RECORD EXCERPTS: Begin

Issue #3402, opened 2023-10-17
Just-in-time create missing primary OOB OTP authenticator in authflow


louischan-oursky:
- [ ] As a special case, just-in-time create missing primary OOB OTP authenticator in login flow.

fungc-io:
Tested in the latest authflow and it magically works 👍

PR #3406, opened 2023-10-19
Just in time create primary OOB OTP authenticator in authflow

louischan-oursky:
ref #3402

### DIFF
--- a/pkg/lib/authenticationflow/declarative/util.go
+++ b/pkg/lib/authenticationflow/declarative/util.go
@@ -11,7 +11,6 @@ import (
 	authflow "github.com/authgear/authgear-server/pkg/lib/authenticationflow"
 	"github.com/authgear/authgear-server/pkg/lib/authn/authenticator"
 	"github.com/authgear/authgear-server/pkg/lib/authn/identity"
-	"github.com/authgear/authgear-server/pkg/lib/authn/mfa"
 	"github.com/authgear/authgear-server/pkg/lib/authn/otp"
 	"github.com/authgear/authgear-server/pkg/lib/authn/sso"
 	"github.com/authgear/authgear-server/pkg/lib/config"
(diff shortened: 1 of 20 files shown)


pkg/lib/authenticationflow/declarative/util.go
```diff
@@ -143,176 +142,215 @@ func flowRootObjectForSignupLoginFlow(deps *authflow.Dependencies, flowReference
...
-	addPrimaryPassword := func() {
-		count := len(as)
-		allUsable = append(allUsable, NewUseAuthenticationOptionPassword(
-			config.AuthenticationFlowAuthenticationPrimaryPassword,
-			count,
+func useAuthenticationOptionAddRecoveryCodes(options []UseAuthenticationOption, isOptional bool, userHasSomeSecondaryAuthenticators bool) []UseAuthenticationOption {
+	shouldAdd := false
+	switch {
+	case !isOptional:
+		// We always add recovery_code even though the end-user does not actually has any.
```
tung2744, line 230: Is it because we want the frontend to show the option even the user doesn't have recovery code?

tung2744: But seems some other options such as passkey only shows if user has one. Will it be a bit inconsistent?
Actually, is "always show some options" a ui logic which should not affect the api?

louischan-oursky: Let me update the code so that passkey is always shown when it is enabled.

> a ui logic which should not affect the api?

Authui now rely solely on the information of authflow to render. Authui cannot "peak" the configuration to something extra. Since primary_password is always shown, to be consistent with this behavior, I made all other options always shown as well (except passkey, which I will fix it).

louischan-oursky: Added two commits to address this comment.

RECORD EXCERPTS: End

§ DIRECTIONS
Each entry needs to be given again exactly as it stands.

§ OUTPUT
Issue #3402, opened 2023-10-17
Just-in-time create missing primary OOB OTP authenticator in authflow


louischan-oursky:
- [ ] As a special case, just-in-time create missing primary OOB OTP authenticator in login flow.

fungc-io:
Tested in the latest authflow and it magically works 👍

PR #3406, opened 2023-10-19
Just in time create primary OOB OTP authenticator in authflow

louischan-oursky:
ref #3402

### DIFF
--- a/pkg/lib/authenticationflow/declarative/util.go
+++ b/pkg/lib/authenticationflow/declarative/util.go
@@ -11,7 +11,6 @@ import (
 	authflow "github.com/authgear/authgear-server/pkg/lib/authenticationflow"
 	"github.com/authgear/authgear-server/pkg/lib/authn/authenticator"
 	"github.com/authgear/authgear-server/pkg/lib/authn/identity"
-	"github.com/authgear/authgear-server/pkg/lib/authn/mfa"
 	"github.com/authgear/authgear-server/pkg/lib/authn/otp"
 	"github.com/authgear/authgear-server/pkg/lib/authn/sso"
 	"github.com/authgear/authgear-server/pkg/lib/config"
(diff shortened: 1 of 20 files shown)


pkg/lib/authenticationflow/declarative/util.go
```diff
@@ -143,176 +142,215 @@ func flowRootObjectForSignupLoginFlow(deps *authflow.Dependencies, flowReference
...
-	addPrimaryPassword := func() {
-		count := len(as)
-		allUsable = append(allUsable, NewUseAuthenticationOptionPassword(
-			config.AuthenticationFlowAuthenticationPrimaryPassword,
-			count,
+func useAuthenticationOptionAddRecoveryCodes(options []UseAuthenticationOption, isOptional bool, userHasSomeSecondaryAuthenticators bool) []UseAuthenticationOption {
+	shouldAdd := false
+	switch {
+	case !isOptional:
+		// We always add recovery_code even though the end-user does not actually has any.
```
tung2744, line 230: Is it because we want the frontend to show the option even the user doesn't have recovery code?

tung2744: But seems some other options such as passkey only shows if user has one. Will it be a bit inconsistent?
Actually, is "always show some options" a ui logic which should not affect the api?

louischan-oursky: Let me update the code so that passkey is always shown when it is enabled.

> a ui logic which should not affect the api?

Authui now rely solely on the information of authflow to render. Authui cannot "peak" the configuration to something extra. Since primary_password is always shown, to be consistent with this behavior, I made all other options always shown as well (except passkey, which I will fix it).

louischan-oursky: Added two commits to address this comment.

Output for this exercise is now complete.